- Born: April 26, 1952 (age 73) oza, a Coruña
- Citizenship: Spanish
- Occupation: Economist

Academic background
- Alma mater: University of Santiago de Compostela

Academic work
- Discipline: Economics
- Sub-discipline: Economic policy
- Institutions: Universidade da Coruña

Member of the Local Council of A Coruña
- In office 1999–2003
- Parliamentary group: People's Party (Spain)

First Vice President of Local Assembly of A Coruña (province)
- In office 1999–2003
- Parliamentary group: People's Party (Spain)

Member of Spanish Congress for A Coruña
- In office March 2004 – October 2014
- Parliamentary group: People's Party (Spain)

President of the Iberian Gas Market Operator
- Incumbent
- Assumed office November 2014

Personal details
- Party: People's Party (Spain)

= Antonio Erias =

Spanish politician

Antonio Erias is a Spanish economist, university professor and politician. He is currently president and CEO of Mercado Ibérico del Gas (Mibgas), an Organised Gas Market operator or gas hub for the Iberian Peninsula.

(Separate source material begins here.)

PR #485, opened 2021-09-01
Remove TelescopeTypes class and usage from observatory-api module

aroelo:
The init_db() function that is used to seed a database in a new session should not use defined oaebu TelescopeTypes.
The TelescopeTypes class has been removed and is added in the oaebu workflows project (https://github.com/The-Academic-Observatory/oaebu-workflows/pull/9)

==Early life and academic career==
Erias was born in Vigo, Spain. He studied economics at Universidade de Santiago de Compostela, from which he graduated with a PhD. He later became professor at Universidade da Coruña, where he was also elected head of the department of applied economics and dean of the faculty of economics and business administration, staying in office from 1 June 1993 to 11 June 1999.

==Political career==
Erias started his political career in the Spanish People's Party as candidate to mayor of the city of A Coruña in 1999. He was elected as a local councilor and became leader of the opposition. Soon thereafter he was elected first vice president of the local assembly of A Coruña (province), staying in office until the end of his local mandate in A Coruña in 2003. He then moved into national politics, and was a member of the Spanish Congress (lower house) for the province of A Coruña between 24 March 2004 and 23 October 2014. He resigned early to take up his newly created position of president and CEO of Mibgas, the Iberian gas market operator.